これまで、さまざまなフィールドでロボットやIT技術を研究してきた同社は漁船やプレジャーボートで培った造船技術(ハード)と、中央研究所の基幹技術(ソフト)の融合により、海域調査やインフラ点検などに貢献するロボティックボートの基礎技術を開発。

実証機として開発した同ボートは、ヤンマー造船のガラス繊維強化プラスチック(FRP)の成型技術による小型・低コストでの生産を実現しているほか、ミドルウェアを採用したプラットフォームを搭載することで多様な需要に対応できるシステムを構築しているという。

  • ミドルウェアを採用したプラットフォームのイメージ

    ミドルウェアを採用したプラットフォームのイメージ

実証機は、SIP「次世代海洋資源調査技術」(海のジパング計画)の一環で開発を行い、海洋研究開発機構(JAMSTEC)が実施する海洋資源調査の洋上中継器(ASV)として活用されており、今後は大学や研究機関における海洋試験での活用拡大や産業界での実用化を目指す。
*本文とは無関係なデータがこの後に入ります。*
PR #855, opened 2022-12-23
Update | Readd Multisig DAO creation test and setup API Mocking

Da-Colon:
## Description
Updates tests to mock initial DAO creation requests

## Notes
Sets up pattern to intercept and mock response from api request to gnosis api

- fixes flaky external link tests
- updates `safeService` to use network configs for setup


tests/models/mock/data/testSigners.ts
```diff
@@ -0,0 +1,22 @@
...
+  '0x71bE63f3384f5fb98995898A86B02Fb2426c5788',
+  '0xFABB0ac9d68B0B445fB7357272Ff202C5651694a',
+  '0x1CBd3b2770909D4e10f157cABC84C7264073C9Ec',
+  '0xdF3e18d64BC6A983f673Ab319CCaE4f1a57C7097',
+  '0xcd3B766CCDd6AE721141F452C550Ca635964ce71',
+  '0x2546BcD3c84621e976D8185a91A922aE77ECEc30',
+  '0xbDA5747bFD65F08deb54cb465eB87D40e51B197E',
+  '0xdD2FD4581271e230360230F9337D5c0430Bf44C0',
+  '0x8626f6940E2eb28930eFb4CeF49B2d1F2C9C1199',
+];
```
sethhrbek, line 22: Do these addresses have any significance or are they random addresses? Also looks like only the first address (address[0]) is being used, but assuming having more will come in handy later.

tests/models/mock/data/creation.ts
```diff
@@ -0,0 +1,72 @@
...
+  },
+};
+
+export const createSafeInfo = (safeAddress: string, owners: string[]) => {
+  return {
+    address: safeAddress,
+    nonce: 7,
+    threshold: 1,
+    owners: owners,
+    masterCopy: '0xd9Db270c1B5E3Bd161E8c8503c55cEABeE709552',
```
sethhrbek, line 61: This same address is used earlier in the file --- is this also used elsewhere in the application? Wondering if this (and potentially other addresses here) should be named consts

tests/models/mock/NewDAOMockRequests.ts
```diff
@@ -0,0 +1,54 @@
...
+
+export class NewDAOMockRequests extends GnosisRoutes {
+  async newDAORoutes() {
+    // @dev this function is usuful for debughing requests, uncomment as needed
+    // this.page.on('request', request => console.log('>>', request.method(), request.url()));
+    await this.page.route(this.routeGetSafeCreationInfo, async route => {
+      await route.fulfill({
+        body: JSON.stringify(SINGLE_OWNER_MULTISIG_CREATION),
+      });
+    });
```
sethhrbek, line 17: If this was to be updated to handle multiple cases (single & multi-owner), how would the pattern of these mocks be modified?

Would this use a single route, but pass a param to `newDAORoutes` to indicate it should use a different creation object?

src/hooks/safe/useIsSafe.ts
```diff
@@ -19,25 +17,25 @@ export const useIsGnosisSafe = (address: string | undefined) => {
...
-  } = useWeb3Provider();
+    gnosis: { safeService },
+  } = useFractal();
 
   useEffect(() => {
     setSafeLoading(true);
     setIsSafe(undefined);
 
-    if (!address || !isAddress(address)) {
+    if (!address || !isAddress(address) || !safeService) {
```
herbig, line 27: In the case of `!safeService` should isSafe be left as `undefined`?  We don't know in that case whether it's a safe or not.

tests/models/mock/data/testSigners.ts
Da-Colon: yessir. and these accounts are the default created in the local hardhat environment. I'll see if I can extract these from the package versus creating a new object

tests/models/mock/data/creation.ts
Da-Colon: There is some work to do here. currently all the contract addresses in `providers/networkConfig/networks/` are still hardcoded. Might be good to knock this out in a seperate PR. FYI This is GnosisSafe IMPL address. We currently don't include this in any NPM package? I'm not sure if we are pulling GnosisDeployments NPM into this codebase

src/hooks/safe/useIsSafe.ts
Da-Colon: This is only replacing the api call. doesn't affect functionality. Once SafeService is set the check will happen as normal.

tests/models/mock/data/creation.ts
sethhrbek: This is in the localhost network config file, maybe could grab it from there

Da-Colon: o yeah good call, I'll do that for now.

tests/models/mock/NewDAOMockRequests.ts
Da-Colon: So these interceptors are set at the start of each test and cannot be dynamically updated. It must be set prior to Test starting. So for each route that we expect certain response from. we need create a new set of interceptors taylored specifically to what we expect the data to be for that test. 

So in that case we would need response and set of routes for each case that we want to test.

Multisig (Single Owner),
Multisig (Multiple Owners),
TokenVoting (Single Owner),
TokenVoting (Multiple Owners)

and repeat for any additional requests we need back. 

The one issue that may come up as we run these tests are the intervals. As we create a test for subDAO creation will be know more about the challenges that are faced when trying to make it through the happy path correctly.

https://playwright.dev/docs/mock

https://playwright.dev/docs/network

sethhrbek: Would it then make sense to make these mocked responses more targeted per test, rather than setting them all up at one time? If there's any that will be mocked the same no matter what, then we could do a `beforeAll` for the entire test suite so that they get intercepted for all tests.

Then for specific tests that require specific mocked responses, the interceptor would be part of the test itself. That way it is explicit which tests require which mocked responses.

For the interval issue -- where do you anticipate there to be a potential issue? I would think with the mocked responses those would be fine, but are you thinking with contract calls made via RPC?

sethhrbek: Or if a group of tests require a specific mocked response (for example, if a group of tests require a single multi-sig owner), then a `beforeAll` or `beforeEach` could be written around that group of tests with the interceptor.

Da-Colon: So I think what you are refering to is setting up whats called 'Fixtures' it basically does the same thing we are doing with the models except that there an extra step of extending the test object itself. see https://playwright.dev/docs/test-fixtures

I think we might need to talk about this.

sethhrbek: Yeah that looks promising! Could setup fixtures for each DAO type, and then override them as needed.

If we could setup basic fixtures to start, then when devs start writing tests for their pages, they could use these pre-defined fixtures as a template. Edge cases will pop up which may need special mocked responses requiring overrides can be added on-demand as they are uncovered.

Da-Colon:
Sorry for the delay, `playwright` did not like that import to NetworkConfig type locally, was throwing a misleading error. Should be good to go based on our discussions

Da-Colon:
Yessir  @mudrila. This is ready for final review. The plan is @herbig will be taking on the fixtures setup from here (in a new PR).

tests/models/mock/data/testSigners.ts
Da-Colon: We don't have hardhat installed. I think it will be fine to remain hardcoded for now. Those default haven't changed in over 2 years

src/hooks/utils/useUpdateTimer.tsx
```diff
@@ -15,7 +15,8 @@ export const useUpdateTimer = (safeAddress?: string) => {
     []
   );
   useEffect(() => {
-    if (!safeAddress) {
+    if (!safeAddress || process.env.REACT_APP_TESTING_ENVIROMENT) {
+      console.log('HERE');
```
sethhrbek, line 19: this could get yoinked

sethhrbek (approved):

src/hooks/utils/useUpdateTimer.tsx
Da-Colon: yoinked

herbig (approved):
LGTM, I'll take up building out generic mocking in a followup PR!

PR #856, opened 2022-12-23
Replace NumberInput with BigNumberInput component

mobiusTripper-crypto:
## Description
Replace all existing NumberInput that hold a Bignumber value with BigNumberInput input component.

## Testing
DAO creation (both types and children) need to be tested as I have replaced most of the input components on those pages.


src/components/ui/BigNumberInput.tsx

また、関連する自動操船技術として、漁船やプレジャーボートでも搭載が可能な自動着桟システムを開発し、産業用に限らず、自社商品のボードなどへの搭載も検討しており、着桟時の操船の煩わしさの解消と快適な航行の実現に貢献するという。

  • 自動着桟システムの操船のイメージ

    自動着桟システムの操船のイメージ

同システムでは、衛星からの位置情報と自社開発の中継器からの補正情報を受信するRTK-GNSSを活用することで、指定した着桟位置に向けて目標位置・方位を組み合わせた正確な着桟軌道を生成し、高精度な自動着桟を実現。

これにより、着桟時の操船の煩わしさを解消し、マリンプレジャーの楽しさや快適な航行を提供することが可能だという。以下は、自動着桟システムのデモ映像。

今後は2020年をめどに産業用だけでなく、プレジャーボートや漁船などの自社商品での活用を目指し、将来的には無人ロボット船におけるコア技術として開発を進めていく方針だ。